我正在实现一个";无界背包"-家庭问题。更准确地说,问题是找到一组n硬币(每种硬币的无限数量(的给定数量的所有可能变化。这是leetcode链接,以防万一https://leetcode.com/problems/coin-change-ii/
理论上,两种方法应该具有相同的大-O时间复杂性(O(数量*n((,但它们的表现不同。
本质上,这两种实现因递归树而不同:在一种情况下,它是一个每枚硬币都有分支的树,但正如我所假设的,深度较小(或高度较小(;在第二种情况下,我们有一个二进制递归树,但它更深。这两种实现方式如下。
第一个:
bigO = 0
class Solution:
def dfs(self, amount: int, coins: List[int], starting_from: int) -> int:
global bigO
bigO += 1
if amount < 0 or starting_from == len(coins):
return 0
if amount == 0:
return 1
if self.dp[starting_from][amount] != -1:
return self.dp[starting_from][amount]
all_changes = 0
for i in range(starting_from, len(coins)):
all_changes += self.dfs(amount-coins[i], coins, i)
self.dp[starting_from][amount] = all_changes
return all_changes
def change(self, amount: int, coins: List[int]) -> int:
self.dp = [[-1]*(amount+1) for _ in range(len(coins))]
return self.dfs(amount, coins, 0)
amount = 4000
coins = ... # given below for readability
print(Solution().change(amount, coins)) # outputs 3435
print(bigO) # outputs 24794885
第二个:
class Solution:
def dfs(self, amount: int, coins: List[int], i: int) -> int:
global bigO
bigO += 1
if amount < 0 or i == len(coins):
return 0
if amount == 0:
return 1
if self.dp[i][amount] != -1:
return self.dp[i][amount]
all_changes = self.dfs(amount-coins[i], coins, i) + self.dfs(amount, coins, i+1)

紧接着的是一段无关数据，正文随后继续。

Issue #781, opened 2024-12-02
New Documents: recording kids


EdoStorm96:
So if there are recordings being made of children, there needs to be an Akkoordverklaring - Algemeen belang - beeld & geluidsopnames for children, with parents or without parents.

So the forms we have now: 
- Akkoordverklaring - Algemeen Belang - beeld & geluidsopnames (adults) 
- a script voor mondelinge toestemming

For adults it will be either one of these.

Then if we have public interest, with children and recordings, we need either a:
- Akkoordverklaring - Algemeen Belang - beeld & geluidsopnames (children, no parents present)
- Akkoordverklaring - Algemeen Belang - beeld & geluidsopnames (children, parents present)

EdoStorm96:
Also, the script should also be an alternative to the consent form, if there are recording, legal justification is consent and it is with adults.

PR #783, opened 2024-12-02
Fix/recording attachmnt kinds

EdoStorm96:
Implemented #781.

Yeah the logic is getting pretty insane in StudyAttachmentsChecker ... just barely manageable, but in the future it would be better to streamline this mess ... For now, this works.

I am having one problem ... The order of items in an optionailtyGroup is not consistent ... Reloading the page, will yield the items in different orders and there is AFAICT no way to set this, because of the current design ... Any ideas on how to fix this are aprriciated. It is a little annoying, but not breaking IMO.


miggol (changes requested):
I have three main issues here. 

1. `check_has_recordings` should be a Study method. I know this method was added earlier and I didn't mention it there, which is sloppy of me, but I also don't think it's acceptable to match Registrations in the code by their name. A production app shouldn't be breakable by changing the name of a registration.
2. The setting of the desiredness for optionalitygroups should be done in the optionalitygroup.

I'm working on a suggestions branch so no need to do anything right now, you'll see the PR soon enough.

The rest of the checker logic is great though.

EdoStorm96:
Ok, yeah, those were some good suggestions :) cleaned up the checker considerably and also gave the optionality group more of a purpose :) Pretty happy with this.

Ps. I did find that the check has recordings was not actually working correctly ... I do agree that using strings here is quite bad ... But I do not feel like spending any more time on the mess that is the current registration models of the portal ... Getting these consistent across all study types would be a priority for 4.1 I'd say.

miggol (approved):

PR #785, opened 2024-12-04
Recording PR suggestions

miggol:
Requires loaddata/registration editing on server

This is what optionality groups look like now:
image

Fixtures have been dumped from prod and loaded back into this branch, then `is_recording` was set accordingly, then dumped once again to end up with these fixtures.


miggol:
In the end I did still find "voldoende" to be a nicer wording. "Verplicht" didn't sit right here

EdoStorm96 (approved):
All looks good!

Issue #765, opened 2024-11-29
Gatekeeper documents


djhcapel:
See also issue #391. 

Now, only if 'school/onderwijsinstelling' or ' peuterspeelzaal/dagopvang/buitenschoolse opvang' is ticked, the gatekeeper documents pop up on the Documents page. However, this should happen in other instances as well:

-  'logopediepraktijk' and 
- 'zorginstelling'

When 'other' is ticked, gatekeeper documents are potentially required, e.g. in case of a museum. Could we add the gatekeeper  documents when 'other' is ticked, saying 'Mogelijk' instead of 'Aangeraden'?

miggol:
Will do!

djhcapel:
And of course 'mogelijk' should be 'optioneel'....(this is the term that is in use already, right?).

PR #803, opened 2024-12-05
Feat/attachment validation

miggol:
This fixes the following:

* #773
* #765 
* #779 

And requires reloading of the `main.setting` fixture, which has been updated to reflect prod beforehand.


EdoStorm96 (approved):
Nice! Approve

PR #806, opened 2024-12-09
Feat/attachments pdf

EdoStorm96:
So this PR incorporates attachments into the pdf system. Ugh, it was not entirely pleasant to revisit this part of the portal ... But i got it working. I did quite a lot, so the PR is a bit overwhelming ... Sorry about that.

This PR only implements the PDF. I will also create a PR into this branch for implementing attachments into the diff.

A short overview of what I did:
- I reorganized the code a bit and restructured the PDF to be more in line with the current order of the form.
- I retained the PDF infrastructure for legacy documents, but these will only get rendered if there are legacy docs. As of now, there is no warning à la: "These documents use the old documents system". Could easily add that, but I figured, it will be phased out anyway, so it should be fine.
- I also implemented a PersonalDataSection, as that was still missing.
- I fixed an unrelated bug (3a3475878eecaf26d5e9534fd7a5e93c098662f2), which I think is what is causing the server error the secretary mentioned regarding the diff. In the upcoming diff branch, I've improved this line of code further, so regard this as a temporary fix.
- I implements a section object for a single attachment. This works nicely within the current system and is quite simple. However, getting all sections together is more complex ...
- I've made a little titlesection Just for adding Titles separate from normal sections. I could just use the new `renderable` mixin for this I realized later ... But this is also fine i guess.
- Then I have the giant class for collecting and organizing all attachments of a proposal into PDF sections ... This is the real meat of this PR. It is partly written as a baseclass for doing this for the diff as well, which is why there are some weird design choices (like often needing the proposal as a method argument, instead of just using self.proposal.) It works fine now imho, but it was written rather fast and messily, so the design could probably be improved.

Best of luck reviewing this @miggol ... If you have any question about this (or about how the hell the PDF system works in general) HMU.


proposals/utils/pdf_diff_sections.py
```diff
@@ -1067,39 +786,106 @@ def create_context_pdf(context, proposal):
...
+
+        objects = self._all_owners_list(proposal)
+        slot_dict = {obj: [] for obj in objects}
+        for slot in slots:
+            relevant_owner = slot.attachment.get_owner_for_proposal(proposal)
+            slot_dict[relevant_owner].append(slot)
+
+        return slot_dict
+
+    def _create_object_heading(self, owner, proposal):
```
miggol, line 850: I believe the "All Attachments" setting still needs a heading of its own. Perhaps just some kind of "TitleSection".

miggol (changes requested):
Okay, I have some minor comments that can be addressed now. I like the new file structure.

As discussed, we should confer with the secretary on what to do with the legacy documents.

miggol (changes requested):
Presuming the diff PR was up to date, I only have one remark before this can be merged. I would like to see somewhat better/more consistent spacing between sections in the Diff


(This first one is nice)
image

vs. 

image

vs.

image

But these are annoying.

Because the layout stuff mainly lived in this PR I'm bringing this up here.

miggol:
Oh and another reminder to us both to check the migrations before merging this.

EdoStorm96:
So the margins have been fixed, with a css if statement in table_with_header_diff.html, getting rid of the stupid `SectionTitle` util thing, and instead adding the title for an owner to the first section's section_title attribute.

Also the upload_date is now displayed for attachments, and the flag "gewijzigd voor revisie" got removed. This did require another very custom Row ...  `UploadDateRow`.

miggol (approved):
Added translations and approved!

PR #148, opened 2019-02-16
[ADD] udes_sale_stock: Add flag in picking view for privacy wrapping

nocturnalastro:
User-stoy 1946

### DIFF
--- a/addons/udes_sale_stock/models/stock_move.py
+++ b/addons/udes_sale_stock/models/stock_move.py
@@ -9,6 +9,11 @@ class StockMove(models.Model):
 
     _inherit = 'stock.move'
 
+    u_is_privacy_wrapped = fields.Boolean(
+        string='Is privacy wrapped',
+        compute='_compute_privacy_wrapped',
+    )
+
     def _action_done(self):
         result = super(StockMove, self)._action_done()
         result.mapped('sale_line_id.order_id').check_delivered()
@@ -23,3 +28,9 @@ class StockMove(models.Model):
             self.mapped('sale_line_id.order_id').check_delivered()
 
         return result
+
+    def _compute_privacy_wrapped(self):
+        privacy = self.env.ref('udes_stock.privacy_wrapping')
+        for mv in self:
+            mv.u_is_privacy_wrapped = privacy in mv.mapped(
+                'sale_line_id.product_packaging')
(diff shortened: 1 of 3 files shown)


addons/udes_sale_stock/models/stock_move.py
```diff
@@ -23,3 +28,9 @@ def _action_cancel(self):
             self.mapped('sale_line_id.order_id').check_delivered()
 
         return result
+
+    def _compute_privacy_wrapped(self):
+        privacy = self.env.ref('udes_stock.privacy_wrapping')
+        for mv in self:
+            mv.u_is_privacy_wrapped = privacy in mv.mapped(
```
ws-mps: One move only links to one sale_line_id, so no need for mapped.

addons/udes_sale_stock/models/stock_move.py
```diff
@@ -9,6 +9,11 @@ class StockMove(models.Model):
 
     _inherit = 'stock.move'
 
+    u_is_privacy_wrapped = fields.Boolean(
+        string='Is privacy wrapped',
+        compute='_compute_privacy_wrapped',
```
ws-mps: Another option is to use a related field, with readonly=True, related='sale_line_id.privacy_wrapping' ? Although it is not going to be a boolean field.

addons/udes_sale_stock/views/stock_picking_views.xml
```diff
@@ -0,0 +1,14 @@
+<?xml version="1.0" encoding="utf-8"?>
+<odoo>
+
+    <record id="view_form_stock_picking" model="ir.ui.view">
+        <field name="name">udes_sale_picking_form</field>
+        <field name="model">stock.picking</field>
+        <field name="inherit_id" ref="stock.view_picking_form"/>
+        <field name="arch" type="xml">
+            <xpath expr="//field[@name='move_lines']/tree/field[@name='product_id']" position="after">
+                <field name="u_is_privacy_wrapped" />
```
ws-mps: readonly ?

addons/udes_sale_stock/models/stock_move.py
nocturnalastro: I like that better, I'll ask what would be preferred tomorrow. :)

PR #149, opened 2019-02-19
[IMP] udes_stock: Add RPC timing boolean flag to warehouse config

richardwhitefoot:


addons/udes_stock/models/stock_warehouse.py
```diff
@@ -78,6 +78,8 @@ def _domain_u_damaged_location_id(self):
         string='Stock Investigation Picking Type',
         help="Picking type used to create stock investigation pickings."
     )
+    u_show_rpc_timing = fields.Boolean(string="Show RPC timing", default=False,
+                                       help="Show RPC call times on mobile UI")
```
parisiale: Perhaps "timings" instead of "times"? But I'm the foreigner... :P

parisiale:
👍

PR #150, opened 2019-02-20
[ADD] udes_sale_stock: `cancel_date` field to SaleOrderLine

parisiale:
Defining and assigning the timestamp of cancellation
to sale order lines.

User-story: 3020

### DIFF
--- a/addons/udes_sale_stock/models/sale_order_line.py
+++ b/addons/udes_sale_stock/models/sale_order_line.py
@@ -1,5 +1,7 @@
 """Sale order line"""
 
+from datetime import datetime
+
 from odoo import api, models, fields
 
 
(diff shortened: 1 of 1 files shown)


addons/udes_sale_stock/models/sale_order_line.py
```diff
@@ -9,19 +11,31 @@ class SaleOrderLine(models.Model):
...
+    cancel_date = fields.Datetime(string='Cancel Date',
+                                  help='Time of cancellation',
+                                  readonly=True, index=True)
 
     @api.depends('move_ids.state')
     def _compute_is_cancelled(self):
         location_customers = self.env.ref('stock.stock_location_customers')
+        now_date = datetime.now()
+
+        def not_cancelled_filter(m):
```
unirho: just as a question, do we like to do this kind of defining rather than using a lambda? I only see lambdas in the code so I dno if there is a reason for it or a preference or neither as the reason why.

PR #154, opened 2019-02-22
[IMP] udes_stock: when filtering with categories, allow users with some perm to pick from locs with missing categories

andrewm314:
[IMP] udes_stock: when filtering by location categories, allow users with any perms to pick from locations with missing/NULL categories


crwr45:
Issue arose due to incorrect configuration. location categories can be turned off for this.

PR #156, opened 2019-02-26
Story/3264

ws-mps:


addons/udes_stock/models/stock_picking_batch.py
```diff
@@ -481,10 +483,29 @@ def drop_off_picked(self, continue_batch, move_line_ids, location_barcode):
...
+                to_update['location_dest_id'] = dest_loc.id
             pickings = completed_move_lines.mapped('picking_id')
+            picking_type = pickings.mapped('picking_type_id')
+            picking_type.ensure_one()
+            if picking_type.u_scan_parent_package_end:
+                if not result_package:
+                    raise ValidationError(
+                        _('Expecting result package on drop off.')
+                    )
+                result_package = Package.get_package(result_package)
```
parisiale: Nasty nasty shadowing.

addons/udes_stock/models/stock_picking_type.py
```diff
@@ -78,6 +78,12 @@ class StockPickingType(models.Model):
         'scan something from pickings of this type'
     )
 
+    u_scan_parent_package_end = fields.Boolean(
+        string='Scan parent package at the end',
+        default=False,
+        help='If True, the user is asked to scan parent package on drop off.',
```
parisiale: Not true. That would depend on `u_user_scans` and `u_target_storage_format`. So, having such boolean option is misleading.

As discussed, we should move such logic from the frontend. And use an enumeration for the 3 possible cases (don't scan, scan at start, scan at the end). We should at least add a TODO here.

addons/udes_stock/controllers/stock_picking_batch.py
```diff
@@ -173,7 +173,8 @@ def create_batch_for_user(self,
     def update_batch(self, ident,
                      continue_batch,
                      move_line_ids,
-                     location_barcode=None):
+                     location_barcode=None,
+                     result_package=None):
```
parisiale: This needs to go in the specs (README).

parisiale: Maybe we can revisit the naming.
We're using `result_package_name` for `pick` and `result_package_id` for move line. This is extremely confusing.

parisiale: As agreed with @richardwhitefoot, will use `result_package_name`.

PR #158, opened 2019-03-01
[IMP] udes_stock: Adding picking date_done to form and tree views

joe-gb:


addons/udes_stock/views/stock_picking.xml
```diff
@@ -59,7 +59,12 @@
             <!-- origin (Source Document  field changed to required for goods-in -->
             <xpath expr="//field[@name='origin']" position="attributes">
                 <attribute name="attrs">{'required': [('picking_type_code', '=', 'incoming')]}</attribute>
-            </xpath>              
+            </xpath>
+
+            <!-- Add date done to form view -->
+            <xpath expr="//group/group[2]" position="inside">
```
ws-mps: Can we add it after the scheduled_date.
`<xpath expr="//field[@name='scheduled_date']" position="after">`

addons/udes_stock/views/stock_picking.xml
```diff
@@ -120,6 +125,11 @@
 
             </xpath>
 
+            <!-- Show date done -->
+            <xpath expr="//field[@name='state']" position="after">
```
ws-mps: As above.

PR #174, opened 2019-03-25
[IMP] udes_sale_stock: Add ability to cancel unfulfillable sale orders

joe-gb:
Added a method to cancel unfulfillable sale orders, logic will search
sale orders that need fulfilling and compare with stock availability,
cancelling orders that current stock holding is not enough for.

### DIFF
--- a/addons/udes_sale_stock/models/sale_order.py
+++ b/addons/udes_sale_stock/models/sale_order.py
@@ -1,7 +1,12 @@
 # -*- coding: utf-8 -*-
 
+from collections import defaultdict
 from odoo import api, fields, models
 from odoo.addons.udes_stock.models import common
+import logging
+
+_logger = logging.getLogger(__name__)
+
 
 class SaleOrder(models.Model):
     _inherit = "sale.order"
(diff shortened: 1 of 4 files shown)


addons/udes_sale_stock/models/sale_order.py
```diff
@@ -40,6 +44,88 @@ def _set_priority(self):
...
+        quants = Stock.search(domain)
+        available_quantity = sum(quants.mapped('quantity')) - \
+                             sum(quants.mapped('reserved_quantity'))
+        return available_quantity
+
+    @api.model
+    def cancel_orders_without_availability(self):
+        """ From the current list of unconfirmed SO lines, cancel lines that
+        cannot be fulfilled with current stock holding """
+        Order_line = self.env['sale.order.line']
```
ws-mps: OrderLine

addons/udes_sale_stock/models/sale_order.py
```diff
@@ -40,6 +44,88 @@ def _set_priority(self):
...
+
+        # Get order lines
+        order_lines = Order_line.search([('state', 'in', ['sale', 'draft'])])
+
+        # Get unreserved stock for each product in locations
+        location_ids = self.get_available_stock_locations()
```
ws-mps: Better use `locations`, since we are returning recordsets

addons/udes_sale_stock/models/sale_order.py
```diff
@@ -40,6 +44,88 @@ def _set_priority(self):
...
+        stock = {}
+        for pid in order_lines.mapped('product_id'):
```
ws-mps: Better use `product` since we are getting a product recordset.

addons/udes_sale_stock/models/sale_order.py
```diff
@@ -40,6 +44,88 @@ def _set_priority(self):
...
+                stock[pid] = stock.get(pid, 0) + \
+                             self.get_available_quantity(pid, location_ids)
+
+        # Create empty record sets for SO lines
+        can_fulfill = Order_line.browse()
+        cant_fulfill = Order_line.browse()
+
+        # Group lines by order
+        mls_grouped = order_lines.groupby(key=lambda x: x.order_id, sort=False)
```
ws-mps: Use `lines_grouped`, since `mls` is meaningless here.

addons/udes_sale_stock/models/sale_order.py
```diff
@@ -40,6 +44,88 @@ def _set_priority(self):
...
+
+        # Get order lines
+        order_lines = Order_line.search([('state', 'in', ['sale', 'draft'])])
+
+        # Get unreserved stock for each product in locations
+        location_ids = self.get_available_stock_locations()
+        stock = {}
+        for pid in order_lines.mapped('product_id'):
+                stock[pid] = stock.get(pid, 0) + \
+                             self.get_available_quantity(pid, location_ids)
```
squah-u: Can `order_lines.mapped('product_id')` return contain the same product multiple times?
Is the `stock.get(pid, 0)` unnecessary or can we double count available stock here?

addons/udes_sale_stock/models/sale_order.py
```diff
@@ -40,6 +44,88 @@ def _set_priority(self):
...
+
```
squah-u: A [defaultdict](https://docs.python.org/2/library/collections.html#defaultdict-examples) could be used for `stock` in this function

addons/udes_sale_stock/models/sale_order.py
ws-mps: Good question, `mapped` does not return the same product mulitple times.

Good point, it is unnecessary.

addons/udes_sale_stock/models/sale_order.py
ws-mps: Agree.

joe-gb: never used defaultdict before, good shout 👍

PR #177, opened 2019-03-28
Merge/3490

ws-mps:


addons/udes_stock/models/stock_picking.py
```diff
@@ -1707,15 +1711,22 @@ def reserve_stock(self):
...
             processed = Picking.browse()
             by_type = lambda x: x.picking_type_id == picking_type
 
-            while to_reserve > 0 or reserve_all:
+            if not reserve_all:
+                ready_pickings = Picking.search([
+                    ('picking_type_id', '=', picking_type.id),
+                    ('state', '=', 'assigned'),
+                ])
+                to_reserve -= len(ready_pickings)
```
kdwyer: Could we use [search_count](https://github.com/odoo/odoo/blob/11.0/odoo/models.py#L1451), as we aren't using `ready_pickings` for anything else?

ws-mps: Yes, we do.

self.dp[i][amount] = all_changes
return all_changes
def change(self, amount: int, coins: List[int]) -> int:
self.dp = [[-1]*(amount+1) for _ in range(len(coins))]
return self.dfs(amount, coins, 0)
amount = 4000
coins = ... # given below for readability
print(Solution().change(amount, coins)) # outputs 3435
print(bigO) # outputs 1143881
注意,我包括";bigO";变量来计算方法的实际调用次数。正如你所看到的,我得到的结果相差一个数量级。BTW第一个impl甚至命中";超过时间限制";如果你尝试在leetcode上提交它,而第二个就可以了。
有人能解释一下实际表现差异的原因吗?假设两种实现在理论上具有相同的时间复杂性,我是否遗漏了什么?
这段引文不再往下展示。